The Misericords and history of St Mary’s East Lavant.

St Mary’s has five, 15th century misericords.

Corpus of misericords at St Mary’s, East Lavant

N01

Head of a man with curled hair on each side, below a banded cap.

Supporters - Rose and leaves.

N02

Head of a man with curled hair on each side, below a banded cap.

Supporters - Shield quartered by a cross.

N03

Two large fronded leaves, branching from a common stem.

Supporters - Large fronded leaf.

N04

Head of a man, possibly a Bishop, wearing a mitre-shaped head-dress or coronet.

Supporters - A large rose.

N05

Head of a man with curled hair on each side, below a banded cap.

Left Supporter - An indented shrivelled leaf.

Right Supporter - An outspread lizard with forked tail.

Please click on the thumbnail misericords for larger images.

History of St Mary’s church, East Lavant, Sussex.

St Mary’s Church, which is less that 10 miles North East of Chichester, has had a torrid time since its foundation in the 12th century.  The North aisle was added in the 13th century - one of the columns separating the nave from the north aisle remains, the others are 19th century.  The lancet window is also original.

The 15th century appears to have brought the five stalls with their misericords.

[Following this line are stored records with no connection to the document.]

PR #1325, opened 2023-11-23
Refactor: peer_input_handle

KangLin:


src/server/ns_turn_server.c
```diff
@@ -4681,80 +4681,79 @@ static void peer_input_handler(ioa_socket_handle s, int event_type, ioa_net_data
 
   int ilen =
       min((int)ioa_network_buffer_get_size(in_buffer->nbh), (int)(ioa_network_buffer_get_capacity_udp() - offset));
+  if (ilen < 0)
```
jonesmz, line 4684: braces please

src/server/ns_turn_server.c
```diff
@@ -4681,80 +4681,79 @@ static void peer_input_handler(ioa_socket_handle s, int event_type, ioa_net_data
...
+  }
 
-      if (chnum) {
+  if (chnum) {
 
-        size_t len = (size_t)(ilen);
+    size_t len = (size_t)(ilen);
 
-        nbh = in_buffer->nbh;
+    nbh = in_buffer->nbh;
```
jonesmz, line 4710: can the declaration and definition of `nbh` happen on the same line?

src/server/ns_turn_server.c
```diff
@@ -4681,80 +4681,79 @@ static void peer_input_handler(ioa_socket_handle s, int event_type, ioa_net_data
...
-          stun_attr_add_fingerprint_str(ioa_network_buffer_data(nbh), &len);
-          ioa_network_buffer_set_size(nbh, len);
-        }
-      }
-      if (eve(server->verbose)) {
-        uint16_t *t = (uint16_t *)ioa_network_buffer_data(nbh);
-        TURN_LOG_FUNC(TURN_LOG_LEVEL_INFO, "Send data: 0x%x\n", (int)(nswap16(t[0])));
-      }
+    if (!(*server->no_software_attribute)) {
+      const uint8_t *field = (const uint8_t *)get_version(server);
```
jonesmz, line 4738: minor: consider east-const instead of const-west.

`uint8_t const* const field = ....` is much more clear than `const uint8_t * const field = ...`

ggarber: we use const uint8_t* everywhere in the code so we should keep it that way imo

ggarber:
@KangLin Can you apply the two small comments and we merge it quickly?

Thx a lot for improving this code.

src/server/ns_turn_server.c
KangLin: It is possible after C99, but not before.
CMAKE is must supports C11, but MAKEFILE does not necessarily.

KangLin: The reason why it is not defined on the same line is because this variable is used in multiple code blocks

jonesmz: I don't see any value in bothering with c99

PR #1334, opened 2023-12-01
Added sessionID to some log lines

korayvt:
Some events are missed when logs are filtered by session ID. That's why I added the sessionID to some log lines.


korayvt:
Can you please run the checks again? 
I think the failed test is not related with the code I committed.

PR #1342, opened 2023-12-06
increase log timestamp resolution to milliseconds

jelmd:
If --new-log-timestamp is enabled and the --new-log-timestamp-format ends with %N, the time gets formatted as UTC timestamp whereby %N gets replaced by the microseconds part of the current time.


KangLin:
#1344

jelmd:
Yes, but this requires a lot more work, refactoring. So 'til someone gets the time to do it, this fills the gap.

jonesmz (approved):

eakraly:
addressed in #2031

PR #292, opened 2018-10-19
Fix issue 291: do not require do{} for in{} followed by in()

FeepingCreature:
The only thing that matters is the nature of the last pre/postcondition. If it's a {}, you need do{}; if it's a (), you don't.

### DIFF
--- a/src/dparse/parser.d
+++ b/src/dparse/parser.d
@@ -3084,6 +3084,7 @@ class Parser
                 }
                 else if (next.type == tok!"(")
                 {
+                    requireDo = false;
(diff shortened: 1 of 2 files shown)


BBasile:
You need to check if [SimpleParser](https://github.com/dlang-community/dsymbol/blob/master/src/dsymbol/conversion/package.d#L147) in symbol.d is affected too. Those two must always be updated at the same time.

FeepingCreature:
It looks like dsymbol is just completely broken and will probably develop all-new unrelated error cases around out(foo; bar) { }.

PR #300, opened 2018-11-01
Prevent running CI twice when PR branch is in origin

BBasile:


BBasile:
Should work better after https://github.com/rejectedsoftware/ddox/pull/216

PR #302, opened 2018-11-02
Avoid more cases of possibly segaulting `current.type`

BBasile:


BBasile:
Coverage is red because this is mostly a protection measure in case of. There was no attempt to get it green at all.

Issue #303, opened 2018-11-03
Implement DIP1009 correctly


BBasile:
Meaning without lowering. See official grammar.

BBasile:
Maybe @LaurentTreguier you would agree to do it ? I remember that you didn't like current implementation when you have worked on DFMT last month.
Otherwise anyone else you want to just connect to GH and put yourself as Assignee. Would be great if done before the 9 of November.

LaurentTreguier:
I'll have a look and see what can be done.
If I understand correctly (sometimes, I don't), you're talking about parsing expression-based contracts as their own constructs and not transforming them into `InStatement`s and `OutStatement`s as it's currently done ?

BBasile:
yes, correct DIP 1009 would be some thing like that.

PR #304, opened 2018-11-03
 Implement DIP1009 correctly (#303)

LaurentTreguier:
This PR adds the following changes from the API perspective:
- new `InContractExpression` and `OutContractExpression` classes to represent expression-based contracts
- new `inContractExpressions` and `outContractExpressions` properties for `FunctionBody` to store them
- new `assertion` and `message` properties for `Invariant` in the case of an expression-based  invariant

These are obviously breaking changes since they change the way `FunctionBody` and `Invariant` store expression-based contracts.

### DIFF
--- a/src/dparse/ast.d
+++ b/src/dparse/ast.d
@@ -242,6 +242,7 @@ abstract class ASTVisitor
     /** */ void visit(const ImportDeclaration importDeclaration) { importDeclaration.accept(this); }
     /** */ void visit(const ImportExpression importExpression) { importExpression.accept(this); }
     /** */ void visit(const IndexExpression indexExpression) { indexExpression.accept(this); }
+    /** */ void visit(const InContractExpression inContractExpression) { inContractExpression.accept(this); }
     /** */ void visit(const InExpression inExpression) { inExpression.accept(this); }
     /** */ void visit(const InStatement inStatement) { inStatement.accept(this); }
     /** */ void visit(const Initialize initialize) { initialize.accept(this); }
@@ -268,6 +269,7 @@ abstract class ASTVisitor
     /** */ void visit(const Operands operands) { operands.accept(this); }
     /** */ void visit(const OrExpression orExpression) { orExpression.accept(this); }
     /** */ void visit(const OrOrExpression orOrExpression) { orOrExpression.accept(this); }
+    /** */ void visit(const OutContractExpression outContractExpression) { outContractExpression.accept(this); }
     /** */ void visit(const OutStatement outStatement) { outStatement.accept(this); }
     /** */ void visit(const ParameterAttribute parameterAttribute) { parameterAttribute.accept(this); }
     /** */ void visit(const Parameter parameter) { parameter.accept(this); }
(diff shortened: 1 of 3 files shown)


LaurentTreguier:
I had based this on the way `AssertExpression` is handled, and didn't realize that the DIP changed its grammar as well.
I'll have a better look at the grammar and stick to it

LaurentTreguier:
I've tried to follow the changes of DIP1009 more closely.
I used the name `AssertArguments` instead of `ContractArguments` since it's the name used in the grammar on [dlang.org](https://dlang.org/spec/grammar.html#AssertArguments).

src/dparse/ast.d
```diff
@@ -1909,6 +1925,18 @@ final class IndexExpression : ExpressionNode
...
 }
 
+///
+final class InContractExpression : ASTNode
+{
+    override void accept(ASTVisitor visitor) const
+    {
+        mixin (visitIfNotNull!(assertArguments));
+    }
+    /** */ size_t inTokenLocation;
```
BBasile: I don't think this is required. IIRC you wanted this for DFMT but with the official grammar FunctionContract gives the information if it's a expression style contract (its InOutStatement is null) or a statement style contract (its InOutContractExpression) is null.

src/dparse/ast.d
```diff
@@ -2288,6 +2352,19 @@ final class OrOrExpression : ExpressionNode
...
 }
 
+///
+final class OutContractExpression : ASTNode
+{
+    override void accept(ASTVisitor visitor) const
+    {
+        mixin (visitIfNotNull!(parameter, assertArguments));
+    }
+    /** */ size_t outTokenLocation;
```
BBasile: same as comment related to InContractExpression

src/dparse/ast.d
LaurentTreguier: `inTokenLocation` and `outTokenLocation` were already used for detecting classic contract statements; the problem with them was simply that they weren't filled for expression-based contracts, so DFMT didn't consider them as contracts.
But `inTokenLocation` and `outTokenLocation` are used to distinguish contracts from other usages of `in` and `out`, and not to distinguish expression-based ones from statement ones, so I think it's probably better to leave them there

BBasile: ok then. since my comment i just remembered too that DFMT is based on the tokens and only very partially the AST.

src/dparse/parser.d
```diff
@@ -5201,6 +5227,48 @@ class Parser
...
+        {
+            if (auto c = parseFunctionContract())
+            {
+                requireDo = c.inOutStatement !is null;
+                contracts.put(c);
+            }
+        }
+        ownArray(node.functionContracts, contracts);
+
+        if (current.type == tok!"do"
```
BBasile: prefer `currentIs(tok!"do")`

src/dparse/parser.d
```diff
@@ -5201,6 +5227,48 @@ class Parser
...
+                || (current.type == tok!"identifier" && current.text == "body"))
```
BBasile: `if ( moreTokens && .. ` to prevent any RangeError.

src/dparse/parser.d
```diff
@@ -684,7 +684,7 @@ class Parser
             {
                 trace("Found register");
                 mixin (nullCheck!`(node.register = parseRegister())`);
-                if (current.type == tok!":")
+                if (currentIs(tok!":"))
```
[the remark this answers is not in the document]
LaurentTreguier: Oh ok.

PR #317, opened 2018-11-06
fix #316 - Regression, function literal parsed as struct initializer

### LINKED ISSUE #316: Regression: function literal parsed as struct initializer
As I was starting to update DFMT to libdparse 0.10.x, I stumbled upon a regression in libdparse: with the code `auto fun = {int i;};`, the braces seem to be considered as a struct initializer instead of a function literal, causing wrong formatting.
Git bisect tells me that this started with e6c83b2174ed41259be3caa8bbbd593f87ff87f0

BBasile:
There must be a problem because the fix is so much simpler than the previous mess.

### DIFF
--- a/src/dparse/ast.d
+++ b/src/dparse/ast.d
@@ -3441,9 +3441,33 @@ unittest // issue #170
         override void visit(const FunctionLiteralExpression){visited = true;}
     }
 
+    final class Test170_F1 : ASTVisitor
+    {
+        static string src = q{  const a = {int i;};  };
+        bool visited;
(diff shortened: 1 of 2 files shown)


LaurentTreguier:
For now the only remaining problem I see is with empty braces, they seem to be still parsed as function literals instead of as an empty struct initializer

BBasile:
Yes i have noted this case but it's not solvable without semantic i think. (D not context free ?)

LaurentTreguier:
I don't see any way to solve this either. This specific case can probably be handled by DFMT directly.

PR #322, opened 2018-11-20
fix #321 - __vector should be accepted without type

### LINKED ISSUE #321: __vector should be accepted without type
D grammar is incomplete for this but actually `if(is(T == __vector))` is valid.

BBasile:
Please review quickly, this is blocks a phobos PR.


BBasile:
ping @dlang-community/all, it's green.

PR #324, opened 2018-11-21
fix #323 - Add support for __traits as BasicType

### LINKED ISSUE #323: Add support for __traits as BasicType (D issue 7804)

BBasile:


src/dparse/parser.d
```diff
@@ -7374,6 +7379,16 @@ protected: final:
         if (!moreTokens()) return false;
         switch (current.type)
         {
+        case tok!("__traits"):
```
BBasile: This new block causes the bad coverage report because `isDeclaration` is surprisingly never used by the parser.
However i've updated it because it can be used by 3rd parts applications.

PR #328, opened 2018-12-05
Fix trailing semicolon of invariant seen as an empty statement

LaurentTreguier:
As the title says, in [expression-based invariants](https://dlang.org/spec/grammar.html#ClassInvariant), a trailing semicolon is needed, but apparently it was forgotten


BBasile:
CI looks broken due to Meson but didn't want to deal with that. Please one of the python / Meson person handle this.

wilzbach:
Just remove meson until @ximion has time to fix it?

PR #330, opened 2018-12-06
Try to fix CI

BBasile:


LaurentTreguier:
With `pyenv global system` it should be able to pick up the system-installed python (from https://github.com/pyenv/pyenv/blob/master/COMMANDS.md#pyenv-global)

BBasile:
Yeah but that didn't work. I don't remember in which commit i tried this. :laughing:

LaurentTreguier:
Hmm... Since it's complaining about pip3 not being installed, wouldn't it be fixed by adding `python3-pip` to the apt packages installed ?

BBasile:
pyenv doesn't recognize the version of python 3 that's setup by default (3.4.3). This must be a regression at TravisCI or pyenv. The CI passed when i setup manually another  python version.

BBasile:
I'll try because installing python is slow.

BBasile:
Better wait they fix their regression because this is a silly workaround :clown_face:

PR #331, opened 2018-12-06
Make all ast nodes contain the parsed tokens

### LINKED ISSUE #191: Add precise source locations (start and end) to each ASTNode
Many tools depend on having the source range of syntax nodes accessible. "Peek definition" popups in IDEs need them to avoid guessing. Refactoring operations need them to avoid destroying the code layout.

While there are no current tools profiting from this that I know of, adding this feature would open up new possibilities.

WebFreak001:
fix #191

All nodes now contain a `const(Token)[] tokens` which is a slice of the input tokens which contains all the tokens which were parsed for that AST node.

The first commit simply adds the tokens array to each type

The second commit replaces old startIndex/startLocation and endIndex/endLocation with getter properties dynamically getting from the tokens array. It is not fully backwards compatible as before the user could set the value and now only getting works. However they should all return the same values as in previous versions.

### DIFF
--- a/src/dparse/ast.d
+++ b/src/dparse/ast.d
@@ -418,7 +418,14 @@ template generateOpEquals(T)
         ~ "\treturn true;\n}\nreturn false;";
 }
 
-abstract class ExpressionNode : ASTNode
+abstract class BaseNode : ASTNode
+{
+    /** List of tokens consumed by this AST node */ const(Token)[] tokens;
+
+    abstract void accept(ASTVisitor visitor) const;
+}
+
+abstract class ExpressionNode : BaseNode
 {
     override void accept(ASTVisitor visitor) const
     {
@@ -447,7 +454,7 @@ final class AddExpression : ExpressionNode
 }
 
 ///
-final class AliasDeclaration : ASTNode
+final class AliasDeclaration : BaseNode
 {
     override void accept(ASTVisitor visitor) const
     {
@@ -465,7 +472,7 @@ final class AliasDeclaration : ASTNode
 }
 
 ///
-final class AliasInitializer : ASTNode
+final class AliasInitializer : BaseNode
 {
     override void accept(ASTVisitor visitor) const
     {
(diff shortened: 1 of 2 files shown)


BBasile:
I'm no convinced anymore about the idea of adding virtual methods. The point was to avoid duplicating fields because some nodes contain the info in a token but now i think that two fields would be better.

WebFreak001:
so should I revert the second commit? Everything will still contain all the tokens as array because I need the exact ranges of everything in a part of my tool

src/dparse/ast.d
```diff
@@ -418,7 +419,14 @@ template generateOpEquals(T)
         ~ "\treturn true;\n}\nreturn false;";
 }
 
-abstract class ExpressionNode : ASTNode
+abstract class BaseNode : ASTNode
```
Geod24: Why wasn't `ASTNode` changed instead of adding an extra layer ?

WebFreak001: ASTNode was an interface, which can't have fields. It would have broken code extending interfaces from ASTNode

WebFreak001:
I undid the property methods because dsymbol seems to be writing to startLocation and endLocation of BlockStatement and because that could be a separate PR.

I put my patches on https://gist.github.com/WebFreak001/12931809526a73abe5a245564d65df77 (also added some missing `const`s)

BBasile:
rebase on master please

WebFreak001:
@BBasile rebased & tested

BBasile:
It's necessary to check the memory impact. Your use case in d-code, which is something like a "introduce function a here menu item"  doesn't convince me so far, although it's true that to have the position in each node was an unrealted request. in x86_64 there will be 16 bytes in more for each node. There can be many nodes and i won't be surprised to see the mem usage jumping to 100 Mo in more.

WebFreak001:
I tested locally with 32 GB total memory, it grew from a memory usage of 112 MB to 148 MB.

Doesn't seem to matter if it indexes any symbols or not because "hello world", a vibe-d application and serve-d with basically all of dlang-community as dependencies have the same memory usage both before and after change...

So there seems to be a constant increase of memory usage by DCD of roughly 30% on my machine.

BBasile:
All right then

The south tower was constructed in 1671 and the south west window nave window was inserted at the same date.

So far we have a standard church history (I’m ignoring the legends, which you can find out about on the official website.

Unfortunately, here come the Victorians, I have to say in their defence that St Mary’s may not have survived if it wasn’t for their intervention, however, they seem to have used more than their usual heavy handedness, as most of the north aisle, the arcade between the nave and the north aisle, much of the nave and chancel seems to have been rebuilt in 1863.  Thankfully they maintained the monuments and the misericords.